--- START ---
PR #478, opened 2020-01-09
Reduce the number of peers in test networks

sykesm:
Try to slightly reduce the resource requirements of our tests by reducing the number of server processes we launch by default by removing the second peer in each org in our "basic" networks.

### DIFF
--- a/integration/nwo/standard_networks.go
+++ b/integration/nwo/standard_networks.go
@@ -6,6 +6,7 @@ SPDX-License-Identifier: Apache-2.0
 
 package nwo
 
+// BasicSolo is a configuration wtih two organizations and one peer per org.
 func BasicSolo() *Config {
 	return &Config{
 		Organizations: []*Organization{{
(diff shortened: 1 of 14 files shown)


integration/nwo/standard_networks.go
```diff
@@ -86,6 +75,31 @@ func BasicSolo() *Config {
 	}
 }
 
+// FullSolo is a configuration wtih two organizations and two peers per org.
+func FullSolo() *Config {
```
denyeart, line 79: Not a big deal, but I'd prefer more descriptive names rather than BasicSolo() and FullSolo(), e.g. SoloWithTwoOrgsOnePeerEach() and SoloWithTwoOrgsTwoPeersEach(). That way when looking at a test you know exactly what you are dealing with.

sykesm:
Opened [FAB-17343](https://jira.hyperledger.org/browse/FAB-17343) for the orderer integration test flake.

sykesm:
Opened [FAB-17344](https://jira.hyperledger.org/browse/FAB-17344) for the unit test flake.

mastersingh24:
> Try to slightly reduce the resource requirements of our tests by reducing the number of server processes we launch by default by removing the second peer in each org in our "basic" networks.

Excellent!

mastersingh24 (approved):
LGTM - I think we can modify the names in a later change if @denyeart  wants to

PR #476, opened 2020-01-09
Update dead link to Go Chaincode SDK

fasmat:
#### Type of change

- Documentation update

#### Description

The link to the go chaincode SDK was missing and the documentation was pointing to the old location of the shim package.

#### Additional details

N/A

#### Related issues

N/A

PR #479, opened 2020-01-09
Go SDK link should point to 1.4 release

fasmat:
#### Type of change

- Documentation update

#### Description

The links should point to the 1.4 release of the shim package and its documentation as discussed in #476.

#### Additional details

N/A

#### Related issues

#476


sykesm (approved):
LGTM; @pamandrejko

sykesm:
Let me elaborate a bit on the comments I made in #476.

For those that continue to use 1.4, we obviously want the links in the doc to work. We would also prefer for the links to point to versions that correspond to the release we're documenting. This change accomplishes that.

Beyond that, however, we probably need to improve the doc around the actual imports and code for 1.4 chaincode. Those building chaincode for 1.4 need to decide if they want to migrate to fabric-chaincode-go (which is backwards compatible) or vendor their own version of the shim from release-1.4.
--- END ---
• _Problem to work on_
When a line above includes the word "browse", please list that line.

• _Solution to this exercise_
Opened [FAB-17343](https://jira.hyperledger.org/browse/FAB-17343) for the orderer integration test flake.
Opened [FAB-17344](https://jira.hyperledger.org/browse/FAB-17344) for the unit test flake.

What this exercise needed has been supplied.